# DBSCAN Clustering

**DBSCAN (Density-Based Spatial Clustering of Applications with Noise)** is an unsupervised clustering algorithm.

## Key Ideas:
- Groups together points that are **close** (high density).
- Points in low-density regions are treated as **noise/outliers**.
- Does not require specifying the number of clusters `k` in advance.

### Key Parameters:
- `eps`: Maximum distance between two samples for them to be considered neighbors.
- `min_samples`: Minimum number of points required to form a dense region.

## Import Libraries and Dataset

In [None]:
import pandas as pd
import matplotlib.pyplot as plt
from sklearn.datasets import load_iris
from sklearn.cluster import DBSCAN
from sklearn.preprocessing import StandardScaler

# Load Iris dataset
iris = load_iris()
X = pd.DataFrame(iris.data, columns=iris.feature_names)

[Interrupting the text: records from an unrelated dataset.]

PR #512, opened 2025-02-23
Working build with optional hepmc3

patrickstowell:
HEPMC3 is only needed in limited cases. Added a "-DWCSIM_HEPMC3_ENABLED=ON" option for the build files, so a system install of hepmc3 is not always needed. 

An explanation of usage can be seen using 'make' GUI.

### DIFF
--- a/CMakeLists.txt
+++ b/CMakeLists.txt
@@ -48,6 +48,9 @@ set(CMAKE_CXX_STANDARD 14) # Enable c++14 standard
 ########
 # HepMC3
 ########
+option(WCSIM_HEPMC3_ENABLED "HEPMC3 INTERFACE" OFF)
+if (WCSIM_HEPMC3_ENABLED)
+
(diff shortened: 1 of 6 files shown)


tdealtry:
Thanks @patrickstowell Looks good! And will certainly make my life easier. Thanks

2 minor requests
- Add precompiler guard to WCSimPrimaryGeneratorMessenger.cc to prevent users trying to run the hepmc generator & getting empty events. I'd suggest expanding [this line](https://github.com/WCSim/WCSim/blob/develop/src/WCSimPrimaryGeneratorMessenger.cc#L21) across multiple lines, in a similar way to [this](https://github.com/WCSim/WCSim/blob/develop/src/WCSimDetectorMessenger.cc#L59) (Note that the trailing spaces in the quotes are important)
- Add documentation of this to README.md [here](https://github.com/WCSim/WCSim/blob/develop/README.md?plain=1#L131)

patrickstowell:
Done

tdealtry:
Thanks Patrick

PR #515, opened 2025-02-23
Easier vis macro loading

patrickstowell:
Current WCSim setup means passing any extra arguments drops it into Batch mode. For Vis we need to load tuning_parameters and a macro to construct the geometry from the command line, before then opening the vis window with the G4 UI manager. Otherwise the default geometry gets drawn (slow).

Future apps need to have a "-v" flag to make sure the UI gets created, but for now this just checks if three arguments have been given. If so, it asssumes that the last one is vis. Not the nicest solution, but getting vis working again is quite important...

`WCSim WCsim.mac macros/tuning_parameters.mac macros/vis_OGLQT.mac`


tdealtry (approved):
Looks good. Thanks for bringing back this functionality

PR #517, opened 2025-03-12
Fix boundary types for HK FD realistic geometry

### LINKED ISSUE #516: Wrong boundary types for HK FD realistic geometry
Shuoyu Chen found that when using the realistic geometry, the [boundary types](https://github.com/WCSim/WCSim/blob/develop/include/WCSimRootEvent.hh#L62) are always returns 3 [`kTyvek`](https://github.com/WCSim/WCSim/blob/develop/include/WCSimEnumerations.hh#L38)

This variable is filled based on the name of volumes. e.g. for the ID blacksheet, it expects [BlackSheet](https://github.com/WCSim/WCSim/blob/926d2a5183bf09ddd5831d4e49b5ce82d427b210/src/WCSimTrajectory.cc#L262)

This seems to be because the realistic geometry is using different names for some volumes e.g. for the ID blacksheet it is called [BlackTyvek](https://github.com/WCSim/WCSim/blob/develop/src/WCSimConstructRealisticPlacement.cc#L532)

I see 2 options
- change the realistic geometry names in WCSimConstructRealisticPlacement.cc
  - BlackTyvek -> BlackSheet
  - WallTyvek -> CaveWallTyvek
- expand WCSimTrajecory.cc to except "BlackTyvek" as returning `kBlackSheet`

I think the first is best, as it'll prevent any other similar volume-related bugs (now and in future). Any objections? @patrickstowell @nickwp 
If not, I'll put in a PR in a couple of days, and ask Shuoyu Chen to test

As an aside, I don't like the fact that `kTyvek` is meant to mean "inner tyvek wall of OD", since the "outer wall of the OD" is also covered in tyvek... We could be more agressive and rename the enumerations too (e.g. `kInnerTyvek` and `kOuterTyvek`). Any opinions on this? Or better naming suggestions?

tdealtry:
Closes #516 

@ShuoyuChen-physics please test that this fixes your issue!

### DIFF
--- a/include/WCSimEnumerations.hh
+++ b/include/WCSimEnumerations.hh
@@ -35,8 +35,8 @@ typedef enum EBoundaryType {
   kNull=0,
   kBlackSheet,
   kMPMT,
-  kTyvek,
-  kCave
+  kInnerTyvek,
+  kOuterTyvek
 } BoundaryType_t;
 
 typedef enum EReflectionSurface {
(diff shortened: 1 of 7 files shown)


cshuoyu:
Now it works well, thank you for solving my issue!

# Standardize the dataset (important for DBSCAN)
scaler = StandardScaler()
X_scaled = scaler.fit_transform(X)

X[:5]

## Apply DBSCAN Clustering

In [None]:
# Create DBSCAN model
dbscan = DBSCAN(eps=0.6, min_samples=5)
clusters = dbscan.fit_predict(X_scaled)

# Add cluster labels to dataset
X['cluster'] = clusters
X['cluster'].value_counts()

## Visualize Clusters

In [None]:
plt.scatter(X.iloc[:, 0], X.iloc[:, 1], c=clusters, cmap='plasma', alpha=0.7)
plt.xlabel('Sepal Length (cm)')
plt.ylabel('Sepal Width (cm)')
plt.title('DBSCAN Clustering on Iris Dataset')
plt.show()

## Observations
- DBSCAN automatically found clusters based on **density**.
- Points labeled as `-1` are considered **outliers/noise**.
- Unlike KMeans, we don’t need to specify the number of clusters.
- Works well for datasets with irregular cluster shapes.

## Key Notes:
- Choosing the right `eps` and `min_samples` is important.
- Can struggle with datasets of varying density.
- Very useful for anomaly detection!